Deep learning to achieve clinically applicable segmentation of head and neck anatomy for radiotherapy
Stanislav Nikolov,Sam Blackwell,Alexei Zverovitch,Ruheena Mendes,Michelle Livne,Jeffrey De Fauw,Yojan Patel,Clemens Meyer,Harry Askham,Bernardino Romera-Paredes,Christopher Kelly,Alan Karthikesalingam,Carlton Chu,Dawn Carnell,Cheng Boon,Derek D'Souza,Syed Ali Moinuddin,Bethany Garie,Yasmin McQuinlan,Sarah Ireland,Kiarna Hampton,Krystle Fuller,Hugh Montgomery,Geraint Rees,Mustafa Suleyman,Trevor Back,Cían Hughes,Joseph R. Ledsam,Olaf Ronneberger
DOI: https://doi.org/10.48550/arXiv.1809.04430
2018-09-12
Computer Vision and Pattern Recognition
Abstract:Over half a million individuals are diagnosed with head and neck cancer each year worldwide. Radiotherapy is an important curative treatment for this disease, but it requires manual time consuming delineation of radio-sensitive organs at risk (OARs). This planning process can delay treatment, while also introducing inter-operator variability with resulting downstream radiation dose differences. While auto-segmentation algorithms offer a potentially time-saving solution, the challenges in defining, quantifying and achieving expert performance remain. Adopting a deep learning approach, we demonstrate a 3D U-Net architecture that achieves expert-level performance in delineating 21 distinct head and neck OARs commonly segmented in clinical practice.
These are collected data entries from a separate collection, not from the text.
PR #147, opened 2021-11-04
Prolong version check

Forgind:
The change in #135 was supposed to be made unnecessary by https://github.com/dotnet/msbuild/pull/6890, but apparently my setup is the only one that has dotnet.exe under both the dotnet folder and the sdks folder, so it didn't work. xen2 fixed the problem in https://github.com/dotnet/msbuild/pull/7013, but that won't get in 'til 17.1, so we need to prolong the version check here.

### DIFF
--- a/src/MSBuildLocator/MSBuildLocator.cs
+++ b/src/MSBuildLocator/MSBuildLocator.cs
@@ -218,7 +218,7 @@ namespace Microsoft.Build.Locator
                 if (File.Exists(msbuildExe))
                 {
                     FileVersionInfo ver = FileVersionInfo.GetVersionInfo(msbuildExe);
-                    if (ver.FileMajorPart < 17 || ver.FileMinorPart < 1)
+                    if (ver.FileMajorPart < 17 || (ver.FileMajorPart == 17 && ver.FileMinorPart < 1))
                     {
                         if (Path.GetDirectoryName(msbuildExe).EndsWith(@"\amd64", StringComparison.OrdinalIgnoreCase))
                         {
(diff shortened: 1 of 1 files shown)


src/MSBuildLocator/MSBuildLocator.cs
```diff
@@ -217,7 +217,8 @@ public static void RegisterMSBuildPath(string[] msbuildSearchPaths)
                 string msbuildExe = Path.Combine(path, "MSBuild.exe");
                 if (File.Exists(msbuildExe))
                 {
-                    if (FileVersionInfo.GetVersionInfo(msbuildExe).FileMajorPart < 17)
+                    FileVersionInfo ver = FileVersionInfo.GetVersionInfo(msbuildExe);
+                    if (ver.FileMajorPart < 17 || ver.FileMinorPart < 1)
```
xen2, line 221: Is that OK? Won't this fail for future 18.0?

xen2: In that case, shouldn't the check be `if (ver.FileMajorPart < 17 || (ver.FileMajorPart == 17 && ver.FileMinorPart < 1))`?
Otherwise it will still set the variables for 18.0 since `(ver.FileMinorPart < 1)` is true.

Forgind: 🤦‍♂️

Yes. Thank you; you've been a big help with this.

The model was trained on a dataset of 663 deidentified computed tomography (CT) scans acquired in routine clinical practice and with both segmentations taken from clinical practice and segmentations created by experienced radiographers as part of this research, all in accordance with consensus OAR definitions. We demonstrate the model's clinical applicability by assessing its performance on a test set of 21 CT scans from clinical practice, each with the 21 OARs segmented by two independent experts. We also introduce surface Dice similarity coefficient (surface DSC), a new metric for the comparison of organ delineation, to quantify deviation between OAR surface contours rather than volumes, better reflecting the clinical task of correcting errors in the automated organ segmentations. The model's generalisability is then demonstrated on two distinct open source datasets, reflecting different centres and countries to model training. With appropriate validation studies and regulatory approvals, this system could improve the efficiency, consistency, and safety of radiotherapy pathways.